**WORK INSTRUCTION:** Your answer is every line of the material below in which the string "should" occurs.
***
PR #683, opened 2023-06-20
Add tests for ChunkParserFactory and ChunkDeserializer

sfc-gh-ext-simba-lf:
Regarding issue 113

The PR adds tests for ChunkParserFactory and ChunkDeserializer to increase code coverage

### DIFF
--- a/Snowflake.Data.Tests/ChunkDeserializerTest.cs
+++ b/Snowflake.Data.Tests/ChunkDeserializerTest.cs
@@ -37,14 +37,19 @@ namespace Snowflake.Data.Tests
             // Do nothing;
         }
 
+        public IChunkParser getParser(string data)
+        {
+            byte[] bytes = Encoding.UTF8.GetBytes(data);
+            Stream stream = new MemoryStream(bytes);
+            return ChunkParserFactory.Instance.GetParser(stream);
+        }
+
         [Test]
         public async Task TestParsingEmptyChunk()
         {
             // Create sample data for parser
             string data = "[ ]";
-            byte[] bytes = Encoding.UTF8.GetBytes(data);
-            Stream stream = new MemoryStream(bytes);
-            IChunkParser parser = ChunkParserFactory.Instance.GetParser(stream);
+            IChunkParser parser = getParser(data);
 
             SFResultChunk chunk = new SFResultChunk(new string[1, 1]);
 
@@ -60,9 +65,7 @@ namespace Snowflake.Data.Tests
         {
             // Create sample data for parser
             string data = "[ [],  [] ]";
-            byte[] bytes = Encoding.UTF8.GetBytes(data);
-            Stream stream = new MemoryStream(bytes);
-            IChunkParser parser = ChunkParserFactory.Instance.GetParser(stream);
+            IChunkParser parser = getParser(data);
 
             SFResultChunk chunk = new SFResultChunk(new string[1, 1]);
 
@@ -78,9 +81,7 @@ namespace Snowflake.Data.Tests
         {
             // Create a sample data using non-JSON instead
             string data = "[ \"1\", \"1.234\", \"abcde\" ]";
-            byte[] bytes = Encoding.UTF8.GetBytes(data);
-            Stream stream = new MemoryStream(bytes);
-            IChunkParser parser = ChunkParserFactory.Instance.GetParser(stream);
+            IChunkParser parser = getParser(data);
 
             SFResultChunk chunk = new SFResultChunk(new string[1, 1]);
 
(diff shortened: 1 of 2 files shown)


Snowflake.Data.Tests/ChunkDeserializerTest.cs
```diff
@@ -0,0 +1,80 @@
...
+    using Snowflake.Data.Configuration;
+    using Snowflake.Data.Core;
+    using System.IO;
+    using System.Text;
+    using System.Threading.Tasks;
+
+    [TestFixture]
+    class ChunkDeserializerTest
+    {
+        int ChunkParserVersionDefault = SFConfiguration.Instance().GetChunkParserVersion();
```
sfc-gh-mhofman, line 17: Unless we don't have any mock library (we're on this) this kind of push/pop of the factory state makes me worried when thinking about running such tests in parallel (depending on who and how runs them). 
In such a case one test can change chunk parser delivered for the rest of the tests. 
Maybe we should indicate such tests with [NonParallelizable].
I should probably have done that within my previous PR for SFReusableChunkTest.
What do you think @sfc-gh-ext-simba-lf?

Snowflake.Data.Tests/ChunkParserFactoryTest.cs
```diff
@@ -0,0 +1,83 @@
...
+            SFConfiguration.Instance().UseV2JsonParser = useV2JsonParser;
+            SFConfiguration.Instance().ChunkParserVersion = chunkParserVersion;
+
+            // Get parser using sample stream
+            byte[] bytes = Encoding.UTF8.GetBytes("test");
+            Stream stream = new MemoryStream(bytes);
+
+            IChunkParser parser = null;
+
+            // GetParser() throws an error when ChunkParserVersion is not 1-3
```
sfc-gh-mhofman, line 50: Unless we can finally remove from the code all those parser versions, my further idea would be to introduce an enum to be reused within the code to get rid of magic numbers of parser/downloader versions.

Snowflake.Data.Tests/ChunkDeserializerTest.cs
sfc-gh-igarish: Yes, we should have serialize v/s parallel annotation, so we can run tests in parallel as needed.

sfc-gh-igarish:
@sfc-gh-ext-simba-lf Please check comments from sfc-gh-mhofman.

Snowflake.Data.Tests/ChunkParserFactoryTest.cs
sfc-gh-ext-simba-lf: Yeah that sounds good, making an enum will help make sure the version is within the proper range

Snowflake.Data.Tests/ChunkDeserializerTest.cs
sfc-gh-ext-simba-lf: I agree, since the parser version could affect other tests, then adding NonParallelizable should help with that

Would you like for me to add [NonParallelizable] to this test now or add it later when the tests are running in parallel

Snowflake.Data.Tests/ChunkDeserializerTest.cs
```diff
@@ -0,0 +1,80 @@
...
+            await parser.ParseChunk(chunk);
+
+            Assert.AreEqual(null, chunk.ExtractCell(0, 0).SafeToString());
+            Assert.AreEqual("1.234", chunk.ExtractCell(0, 1).SafeToString());
+            Assert.AreEqual(null, chunk.ExtractCell(0, 2).SafeToString());
+            Assert.AreEqual("2", chunk.ExtractCell(1, 0).SafeToString());
+            Assert.AreEqual(null, chunk.ExtractCell(1, 1).SafeToString());
+            Assert.AreEqual("fghi", chunk.ExtractCell(1, 2).SafeToString());
+        }
+    }
```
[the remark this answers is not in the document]
sfc-gh-ext-simba-lf: 1. I'm not sure if it's possible to get an empty array but I'll add a test case for that
2. It should throw an error since it's expecting to parse a JSON file. I'll add a test case for that as well

sfc-gh-igarish (approved):
LGTM

Snowflake.Data.Tests/ChunkDeserializerTest.cs
sfc-gh-mhofman: imho lets maybe add this for now so we don't loose track on tests which rely on this

sfc-gh-ext-simba-lf: Alright, added

sfc-gh-mhofman (approved):

PR #686, opened 2023-06-22
SNOW-845774 - Add Jenkins user to allow list for cla assistant check

sfc-gh-anavalos:
CLA Assistant check has been failing for release branches. The failure is due the jenkins user used to create the branch and do the commit is not in the allow list in that check.
The fix is to add it.


sfc-gh-igarish (approved):
LGTM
***
**EXPECTED ANSWER:**
Maybe we should indicate such tests with [NonParallelizable].
I should probably have done that within my previous PR for SFReusableChunkTest.
sfc-gh-igarish: Yes, we should have serialize v/s parallel annotation, so we can run tests in parallel as needed.
sfc-gh-ext-simba-lf: I agree, since the parser version could affect other tests, then adding NonParallelizable should help with that
2. It should throw an error since it's expecting to parse a JSON file. I'll add a test case for that as well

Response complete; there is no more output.